Ter sempre a mesma rotina entediante.

Monotonia e tédio constante estão fortemente ligados ao desenvolvimento de depressão, ansiedade, declínio cognitivo do cérebro e queda de imunidade, aumentando a predisposição a doenças. Embora o tédio seja frequentemente visto como algo inofensivo, quando se torna crônico e prolongado libera cortisol e outros hormônios do estresse. A falta de estímulo emocional pode se manifestar em dores de cabeça, úlceras gástricas, distúrbios neurológicos e problemas imunológicos.
Não ter uma alimentação saudável.

Dietas pobres em nutrientes e ricas em açúcar, sal, gorduras e alimentos industrializados causam obesidade, inflamação crônica e entupimento de artérias.
Consumir açúcar em excesso.

Ele vicia, como uma droga. Não ter moderação em doces, refrigerantes, industrializados e porcarias causa obesidade, doenças cardíacas, inflamação crônica e doenças crônicas graves, devido a seu alto conteúdo calórico e capacidade de alterar o metabolismo.. Um só copo de refrigerante pode conter 21 gramas de açúcar, mas ele também está disfarçado na composição de comidas salgadas, como molhos, macarrão, arroz branco, pães e biscoitos, para melhorar o sabor e atuar como conservante. Leia o post sobre os malefícios do açúcar aqui.
Fumar.

Mesmo o uso ocasional ou “social” do cigarro ou do vape (cigarro eletrônico) causa câncer (pulmão, boca, garganta, pâncreas, rim, bexiga), infarto, derrame, envelhecimento e disfunção erétil.
Não dormir direito.

A privação de sono não só diminui a disposição, mas descontrola funções vitais e cerebrais (não deixa o cérebro se recuperar do estresse do dia). Aumenta o risco de doenças como diabetes, obesidade, hipertensão, infarto, derrame, depressão, ansiedade, Alzheimer e Parkinson, além de comprometer o sistema imunológico, a memória, a concentração e o humor, levando a problemas metabólicos e acidentes.
Beber pouca água.

O baixo consumo de água sobrecarrega os rins e prejudica a eliminação de toxinas, aumentando o risco de cálculo e insuficiência renal.
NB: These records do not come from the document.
Issue #447, opened 2025-07-18
Use canonical URIs for default extensions


benbellick:
### Problem
Currently, we're using relative URIs for default extensions. We should be consistent with substrait's official recommendation. 

### Solution
Switch to using the recommended canonical URIs for all default extensions. 

### Dependencies
https://github.com/substrait-io/substrait/issues/828

PR #448, opened 2025-07-18
Closes gh-447

benbellick:


core/src/main/java/io/substrait/extension/DefaultExtensionCatalog.java
```diff
@@ -1,17 +1,30 @@
...
+  public static final String FUNCTIONS_LOGARITHMIC =
+      "https://github.com/substrait-io/substrait/blob/main/extensions/functions_logarithmic.yaml";
+  public static final String FUNCTIONS_ROUNDING =
+      "https://github.com/substrait-io/substrait/blob/main/extensions/functions_rounding.yaml";
+  public static final String FUNCTIONS_ROUNDING_DECIMAL =
+      "https://github.com/substrait-io/substrait/blob/main/extensions/functions_rounding_decimal.yaml";
+  public static final String FUNCTIONS_SET =
+      "https://github.com/substrait-io/substrait/blob/main/extensions/functions_set.yaml";
+  public static final String FUNCTIONS_STRING =
+      "https://github.com/substrait-io/substrait/blob/main/extensions/functions_string.yaml";
```
nielspardon, line 29: since substrait-java typically uses a specific tag from the substrait repository as a Git submodule I'm wondering whether these URLs should reference the Git tag, e.g.:
`https://github.com/substrait-io/substrait/blob/v0.74.0/extensions/functions_boolean.yaml`

The Substrait version of the current Git tag is available in `io.substrait.SubstraitVersion.VERSION` without the `v` prefix though.

benbellick: Hi @nielspardon, thanks for the comment. I perhaps opened this PR a bit overeagerly, as https://github.com/substrait-io/substrait/issues/827 should probably be resolved first. That being said, your suggestion sounds reasonable. 

A third option could be to allow both, i.e have an argument passed to the constructor of this class of boolean called `versioned`. If true, we can make the string e.g. "https://github.com/substrait-io/substrait/blob/v{io.substrait.SubstraitVersion.VERSION}/extensions/functions_string.yaml", otherwise, it is just the `main` one. 

To be clear, I'm not sure what the right approach is 🤷 but I do think there needs to be consistency among all of the other libraries, which is why solving the problem in the upstream `substrait` repo first is probably the right approach.

nielspardon: no worries, I agree with your issue. I was also thinking about how to improve the URI scheme for Substrait extensions and opening up the discussion was a good move by you so that we can get different perspectives on the issue and hopefully come to a consensus on a consistent solution.

benbellick:
Closed, instead look to https://github.com/substrait-io/substrait-java/pull/470

PR #449, opened 2025-07-24
chore: update spark example to use latest substrait-spark

nielspardon:
The substrait spark example was using a static outdated version of the substrait spark mappings. This PR changes the substrait spark example to always use the latest substrait spark mappings and updates the code according to the latest changes.

Additionally, it changes the substrait spark mapping Gradle build to declare the spark-core and spark-sql dependencies as `api` dependencies so we don't have to redeclare them for the substrait spark example. This also required to change the `java` Gradle plugin to the `java-library` Gradle plugin.

### DIFF
--- a/examples/substrait-spark/build.gradle.kts
+++ b/examples/substrait-spark/build.gradle.kts
@@ -10,10 +10,7 @@ repositories {
 }
 
 dependencies {
-  implementation("org.apache.spark:spark-core_2.12:3.5.1")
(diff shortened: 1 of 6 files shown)


vbarua (approved):
>This PR changes the substrait spark example to always use the latest substrait spark mappings and updates the code according to the latest changes.

We should definitely aim to keep this example up to date. Thanks for updating this.

PR #451, opened 2025-07-29
feat(spark): add LogicalRDD support

andrew-coleman:
Support conversion of dataframes that are created using the Spark createDataFrame() method.
This produces a LogicalRDD in the query plan which can be converted to a substrait VirtualTableScan.
Introduces overridable `rddLimit` to guard against serialising very large datasets.

### DIFF
--- a/spark/src/main/scala/io/substrait/spark/logical/ToSubstraitRel.scala
+++ b/spark/src/main/scala/io/substrait/spark/logical/ToSubstraitRel.scala
@@ -21,11 +21,13 @@ import io.substrait.spark.expression._
 
 import org.apache.spark.internal.Logging
 import org.apache.spark.sql.SaveMode
+import org.apache.spark.sql.catalyst.InternalRow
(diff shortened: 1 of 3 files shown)


spark/src/main/scala/io/substrait/spark/logical/ToSubstraitRel.scala
```diff
@@ -64,6 +66,10 @@ class ToSubstraitRel extends AbstractLogicalPlanVisitor with Logging {
 
   private val existenceJoins = scala.collection.mutable.Map[Long, SExpression.InPredicate]()
 
+  private var _rddLimit = 100
+  def rddLimit: Int = _rddLimit
```
nielspardon, line 70: it might be good idea to check whether the RDD has more than the `rddLimit` rows and log a warning message in order to notify users of the fact and inform them that there is a modifiable limit

nielspardon (approved):
LGTM if we can add a log message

Não se hidratar resulta em dores de cabeça, fadiga, problemas de memória, infecção urinária, aumento perigoso da temperatura corporal e até falência de órgãos e falta de sangue e oxigênio para o cérebro.
Tomar sol sem protetor solar.

A exposição excessiva e desprotegida à radiação ultravioleta do sol danifica o DNA das células da pele, sendo a principal causa de câncer, que se não descoberto precocemente, pode ser fatal. A radiação UVA causa envelhecimento precoce, enquanto a UVB provoca queimaduras, ambas aumentando o risco de melanoma (extremamente perigoso e fatal) e não melanoma (o câncer mais comum no Brasil). O acúmulo de sol que vem desde a infância eleva drasticamente a chance da doença.
Consumir drogas.

Cocaína, crack e metanfetaminas causam graves danos cerebrais e morte súbita por falência cardíaca, parada respiratória e aumento da temperatura corporal a níveis fatais. O risco varia de acordo com o tipo de substância, mas a perturbação dos sistemas nervoso e cardiovascular, principalmente da circulação sanguínea, pode provocar danos irreversíveis ao cérebro e ao corpo. Drogas são responsáveis por centenas de milhares de mortes anualmente.